→ **EXERCISE INSTRUCTIONS**
What is the number of lines in the records that contain "larger"? Give only that number.
========================================================================
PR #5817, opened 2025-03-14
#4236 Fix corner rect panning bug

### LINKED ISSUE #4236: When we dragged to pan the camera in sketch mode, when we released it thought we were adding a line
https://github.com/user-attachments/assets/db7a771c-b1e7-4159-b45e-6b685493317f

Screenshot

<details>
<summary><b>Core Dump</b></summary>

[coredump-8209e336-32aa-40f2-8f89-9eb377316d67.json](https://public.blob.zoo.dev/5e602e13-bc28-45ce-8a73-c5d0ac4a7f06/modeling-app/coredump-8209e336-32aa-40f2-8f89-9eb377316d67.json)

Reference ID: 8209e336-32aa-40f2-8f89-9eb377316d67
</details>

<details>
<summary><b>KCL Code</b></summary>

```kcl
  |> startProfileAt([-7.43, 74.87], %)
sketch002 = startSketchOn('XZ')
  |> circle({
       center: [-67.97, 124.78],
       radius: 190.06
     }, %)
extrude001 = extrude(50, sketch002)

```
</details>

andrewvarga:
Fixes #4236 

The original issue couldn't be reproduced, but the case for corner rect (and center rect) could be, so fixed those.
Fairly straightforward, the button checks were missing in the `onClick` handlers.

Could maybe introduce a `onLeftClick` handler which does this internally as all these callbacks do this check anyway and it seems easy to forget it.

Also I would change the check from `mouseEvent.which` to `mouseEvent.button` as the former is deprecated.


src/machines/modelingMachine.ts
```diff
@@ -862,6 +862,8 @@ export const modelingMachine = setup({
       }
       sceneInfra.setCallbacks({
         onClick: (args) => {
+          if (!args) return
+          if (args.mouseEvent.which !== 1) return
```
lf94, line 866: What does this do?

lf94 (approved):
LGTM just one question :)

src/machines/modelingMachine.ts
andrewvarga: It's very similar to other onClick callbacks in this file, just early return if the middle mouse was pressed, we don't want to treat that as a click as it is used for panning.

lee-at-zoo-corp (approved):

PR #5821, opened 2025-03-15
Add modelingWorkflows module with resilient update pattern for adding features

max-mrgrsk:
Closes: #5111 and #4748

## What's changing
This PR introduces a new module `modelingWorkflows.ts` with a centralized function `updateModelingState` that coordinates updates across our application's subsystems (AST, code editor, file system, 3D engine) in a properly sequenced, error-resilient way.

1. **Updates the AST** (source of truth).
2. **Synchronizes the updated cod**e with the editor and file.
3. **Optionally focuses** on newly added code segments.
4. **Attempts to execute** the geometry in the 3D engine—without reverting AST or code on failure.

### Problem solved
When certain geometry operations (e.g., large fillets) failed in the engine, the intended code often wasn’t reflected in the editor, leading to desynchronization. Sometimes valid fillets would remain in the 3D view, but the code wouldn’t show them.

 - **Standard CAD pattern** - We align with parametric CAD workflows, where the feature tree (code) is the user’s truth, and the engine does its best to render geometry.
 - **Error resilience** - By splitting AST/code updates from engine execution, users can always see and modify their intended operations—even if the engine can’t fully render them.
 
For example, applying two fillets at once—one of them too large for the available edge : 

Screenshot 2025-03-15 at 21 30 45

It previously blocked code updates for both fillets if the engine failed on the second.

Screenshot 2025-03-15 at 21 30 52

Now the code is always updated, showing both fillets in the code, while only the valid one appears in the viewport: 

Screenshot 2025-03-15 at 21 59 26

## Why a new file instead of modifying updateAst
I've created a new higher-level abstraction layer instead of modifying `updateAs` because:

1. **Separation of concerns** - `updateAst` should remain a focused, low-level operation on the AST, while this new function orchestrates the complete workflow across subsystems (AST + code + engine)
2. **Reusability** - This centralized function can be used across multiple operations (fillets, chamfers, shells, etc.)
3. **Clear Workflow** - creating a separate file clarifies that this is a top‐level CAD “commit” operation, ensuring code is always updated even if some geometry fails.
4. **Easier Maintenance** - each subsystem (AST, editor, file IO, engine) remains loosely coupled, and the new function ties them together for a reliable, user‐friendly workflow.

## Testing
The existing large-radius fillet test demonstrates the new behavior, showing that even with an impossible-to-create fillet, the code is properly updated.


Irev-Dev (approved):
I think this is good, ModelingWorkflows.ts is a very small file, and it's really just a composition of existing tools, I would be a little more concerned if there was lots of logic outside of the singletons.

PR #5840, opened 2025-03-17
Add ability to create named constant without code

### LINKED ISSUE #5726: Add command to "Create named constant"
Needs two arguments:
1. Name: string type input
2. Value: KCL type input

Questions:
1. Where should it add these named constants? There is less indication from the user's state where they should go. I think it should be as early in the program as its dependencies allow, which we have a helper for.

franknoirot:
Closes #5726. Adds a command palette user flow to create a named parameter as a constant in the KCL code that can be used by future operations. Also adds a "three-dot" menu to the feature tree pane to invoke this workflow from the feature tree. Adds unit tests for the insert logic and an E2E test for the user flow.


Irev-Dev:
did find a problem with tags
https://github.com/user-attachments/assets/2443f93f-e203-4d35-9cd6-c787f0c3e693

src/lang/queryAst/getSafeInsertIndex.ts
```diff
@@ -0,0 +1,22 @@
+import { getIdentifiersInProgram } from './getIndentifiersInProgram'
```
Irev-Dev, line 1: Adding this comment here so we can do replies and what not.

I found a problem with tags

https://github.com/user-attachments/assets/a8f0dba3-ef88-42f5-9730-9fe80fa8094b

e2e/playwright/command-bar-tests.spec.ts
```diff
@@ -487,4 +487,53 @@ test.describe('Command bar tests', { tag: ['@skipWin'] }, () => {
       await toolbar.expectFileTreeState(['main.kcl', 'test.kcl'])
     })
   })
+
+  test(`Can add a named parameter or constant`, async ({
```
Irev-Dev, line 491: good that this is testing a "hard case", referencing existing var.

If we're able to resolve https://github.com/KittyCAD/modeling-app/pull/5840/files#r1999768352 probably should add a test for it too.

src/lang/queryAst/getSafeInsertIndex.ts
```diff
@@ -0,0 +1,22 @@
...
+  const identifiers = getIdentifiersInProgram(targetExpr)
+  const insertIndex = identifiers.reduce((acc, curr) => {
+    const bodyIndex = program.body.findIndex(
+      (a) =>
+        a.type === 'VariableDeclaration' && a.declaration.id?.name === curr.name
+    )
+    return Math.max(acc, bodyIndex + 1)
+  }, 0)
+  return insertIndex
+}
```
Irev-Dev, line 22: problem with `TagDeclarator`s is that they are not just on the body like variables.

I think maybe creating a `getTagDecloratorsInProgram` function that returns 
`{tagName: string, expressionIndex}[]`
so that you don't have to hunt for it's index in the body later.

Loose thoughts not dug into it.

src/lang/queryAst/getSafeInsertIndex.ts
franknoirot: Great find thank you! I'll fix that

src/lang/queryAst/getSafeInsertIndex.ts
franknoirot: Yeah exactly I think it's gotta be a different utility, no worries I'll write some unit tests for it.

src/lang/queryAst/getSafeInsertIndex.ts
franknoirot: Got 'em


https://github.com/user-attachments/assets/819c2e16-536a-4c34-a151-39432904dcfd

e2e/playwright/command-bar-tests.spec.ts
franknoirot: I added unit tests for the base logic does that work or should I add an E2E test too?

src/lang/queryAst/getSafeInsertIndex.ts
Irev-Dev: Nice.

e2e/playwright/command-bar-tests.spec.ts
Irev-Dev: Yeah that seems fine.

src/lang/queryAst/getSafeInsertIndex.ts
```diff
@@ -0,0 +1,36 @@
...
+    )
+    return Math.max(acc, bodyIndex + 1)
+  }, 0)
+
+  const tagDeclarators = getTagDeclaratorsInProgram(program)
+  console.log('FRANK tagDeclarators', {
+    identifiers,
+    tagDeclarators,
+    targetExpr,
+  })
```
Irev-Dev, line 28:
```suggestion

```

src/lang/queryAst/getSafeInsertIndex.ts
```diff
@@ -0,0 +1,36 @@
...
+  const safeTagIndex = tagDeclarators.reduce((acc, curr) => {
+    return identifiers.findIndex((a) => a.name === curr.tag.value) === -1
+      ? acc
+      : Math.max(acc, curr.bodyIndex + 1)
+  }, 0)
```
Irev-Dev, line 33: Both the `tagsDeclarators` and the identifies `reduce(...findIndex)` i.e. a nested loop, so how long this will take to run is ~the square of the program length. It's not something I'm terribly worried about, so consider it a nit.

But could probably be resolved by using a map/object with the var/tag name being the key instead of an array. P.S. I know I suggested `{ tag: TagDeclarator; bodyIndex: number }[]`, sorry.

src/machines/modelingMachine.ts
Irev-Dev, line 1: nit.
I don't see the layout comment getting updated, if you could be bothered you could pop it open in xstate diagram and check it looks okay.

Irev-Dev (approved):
========================================================================
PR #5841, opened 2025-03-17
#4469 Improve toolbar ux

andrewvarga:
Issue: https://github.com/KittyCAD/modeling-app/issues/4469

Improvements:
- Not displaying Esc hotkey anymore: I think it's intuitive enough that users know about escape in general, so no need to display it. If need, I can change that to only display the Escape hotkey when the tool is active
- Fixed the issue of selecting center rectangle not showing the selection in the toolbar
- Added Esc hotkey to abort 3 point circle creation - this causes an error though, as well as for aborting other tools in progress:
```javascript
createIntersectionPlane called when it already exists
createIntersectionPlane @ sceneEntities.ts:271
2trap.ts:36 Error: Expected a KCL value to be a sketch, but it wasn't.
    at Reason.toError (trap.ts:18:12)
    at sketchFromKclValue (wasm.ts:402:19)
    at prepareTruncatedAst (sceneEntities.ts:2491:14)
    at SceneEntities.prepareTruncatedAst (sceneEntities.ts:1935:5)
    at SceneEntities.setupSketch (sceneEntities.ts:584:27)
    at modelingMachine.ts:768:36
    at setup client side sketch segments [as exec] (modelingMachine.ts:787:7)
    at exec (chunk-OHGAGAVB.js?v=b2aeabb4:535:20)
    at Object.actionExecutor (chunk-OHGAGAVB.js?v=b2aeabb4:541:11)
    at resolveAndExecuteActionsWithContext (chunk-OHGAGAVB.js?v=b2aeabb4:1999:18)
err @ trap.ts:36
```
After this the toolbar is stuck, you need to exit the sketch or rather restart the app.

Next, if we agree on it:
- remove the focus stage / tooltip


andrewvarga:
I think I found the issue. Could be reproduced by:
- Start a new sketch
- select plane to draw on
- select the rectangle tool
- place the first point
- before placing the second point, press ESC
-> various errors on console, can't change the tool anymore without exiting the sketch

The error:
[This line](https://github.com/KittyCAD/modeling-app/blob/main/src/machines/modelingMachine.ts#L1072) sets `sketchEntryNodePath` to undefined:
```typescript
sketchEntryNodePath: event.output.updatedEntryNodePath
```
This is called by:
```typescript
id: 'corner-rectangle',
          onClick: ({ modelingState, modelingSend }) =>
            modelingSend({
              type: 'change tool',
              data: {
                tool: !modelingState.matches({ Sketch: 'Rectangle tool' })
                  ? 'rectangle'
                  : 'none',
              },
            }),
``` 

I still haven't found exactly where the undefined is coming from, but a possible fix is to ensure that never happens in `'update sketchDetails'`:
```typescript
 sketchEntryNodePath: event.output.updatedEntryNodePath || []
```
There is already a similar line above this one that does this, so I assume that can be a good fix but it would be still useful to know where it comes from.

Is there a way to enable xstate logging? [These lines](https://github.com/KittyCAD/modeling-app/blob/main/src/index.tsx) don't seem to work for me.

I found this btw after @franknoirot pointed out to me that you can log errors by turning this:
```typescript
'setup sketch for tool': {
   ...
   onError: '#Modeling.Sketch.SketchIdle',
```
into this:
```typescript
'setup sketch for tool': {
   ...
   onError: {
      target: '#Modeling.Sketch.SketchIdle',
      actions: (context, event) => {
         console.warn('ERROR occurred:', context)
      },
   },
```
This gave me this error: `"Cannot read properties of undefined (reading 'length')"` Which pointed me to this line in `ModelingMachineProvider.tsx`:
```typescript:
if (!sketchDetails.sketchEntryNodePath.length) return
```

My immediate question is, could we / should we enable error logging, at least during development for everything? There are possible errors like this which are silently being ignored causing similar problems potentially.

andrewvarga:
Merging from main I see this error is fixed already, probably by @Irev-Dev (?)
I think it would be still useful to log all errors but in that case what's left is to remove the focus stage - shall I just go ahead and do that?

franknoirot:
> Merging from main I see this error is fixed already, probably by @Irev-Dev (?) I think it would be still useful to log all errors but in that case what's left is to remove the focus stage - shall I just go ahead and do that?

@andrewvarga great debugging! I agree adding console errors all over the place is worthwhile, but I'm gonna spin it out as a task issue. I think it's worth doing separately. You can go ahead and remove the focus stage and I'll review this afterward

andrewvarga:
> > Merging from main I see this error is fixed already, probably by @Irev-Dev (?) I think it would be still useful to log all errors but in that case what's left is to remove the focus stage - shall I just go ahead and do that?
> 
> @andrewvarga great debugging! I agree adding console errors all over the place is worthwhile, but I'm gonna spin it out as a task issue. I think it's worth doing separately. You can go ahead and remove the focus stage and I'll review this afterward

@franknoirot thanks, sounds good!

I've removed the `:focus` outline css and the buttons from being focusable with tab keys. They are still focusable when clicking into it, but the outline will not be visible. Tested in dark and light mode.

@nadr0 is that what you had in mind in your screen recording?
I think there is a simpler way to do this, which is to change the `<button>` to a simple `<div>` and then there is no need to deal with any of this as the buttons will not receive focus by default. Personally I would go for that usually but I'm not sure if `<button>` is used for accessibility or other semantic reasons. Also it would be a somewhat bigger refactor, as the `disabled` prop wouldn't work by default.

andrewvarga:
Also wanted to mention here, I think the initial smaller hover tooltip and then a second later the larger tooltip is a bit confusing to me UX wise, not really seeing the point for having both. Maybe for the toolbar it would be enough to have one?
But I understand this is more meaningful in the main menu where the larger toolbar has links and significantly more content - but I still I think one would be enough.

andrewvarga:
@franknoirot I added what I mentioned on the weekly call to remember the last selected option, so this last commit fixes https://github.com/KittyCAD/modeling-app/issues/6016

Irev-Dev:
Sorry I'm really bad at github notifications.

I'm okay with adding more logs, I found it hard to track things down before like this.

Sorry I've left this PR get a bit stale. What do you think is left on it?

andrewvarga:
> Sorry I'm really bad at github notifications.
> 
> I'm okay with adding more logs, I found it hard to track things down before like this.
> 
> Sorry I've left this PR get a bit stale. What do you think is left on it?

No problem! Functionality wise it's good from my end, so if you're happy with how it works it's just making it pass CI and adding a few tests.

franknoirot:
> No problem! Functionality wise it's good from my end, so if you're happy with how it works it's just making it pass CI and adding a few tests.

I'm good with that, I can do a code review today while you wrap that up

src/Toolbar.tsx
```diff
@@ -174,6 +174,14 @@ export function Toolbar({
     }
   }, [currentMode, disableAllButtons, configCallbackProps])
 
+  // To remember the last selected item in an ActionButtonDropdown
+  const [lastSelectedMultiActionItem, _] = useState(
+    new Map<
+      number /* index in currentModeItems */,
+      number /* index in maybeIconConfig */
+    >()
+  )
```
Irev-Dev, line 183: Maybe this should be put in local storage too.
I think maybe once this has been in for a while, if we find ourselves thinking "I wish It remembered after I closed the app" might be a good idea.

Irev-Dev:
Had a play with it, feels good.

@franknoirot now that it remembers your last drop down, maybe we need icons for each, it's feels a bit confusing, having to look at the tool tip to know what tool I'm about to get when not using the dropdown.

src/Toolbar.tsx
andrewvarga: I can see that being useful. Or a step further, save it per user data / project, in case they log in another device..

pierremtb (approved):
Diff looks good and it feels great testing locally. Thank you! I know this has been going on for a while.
========================================================================
→ **OUTPUT**
2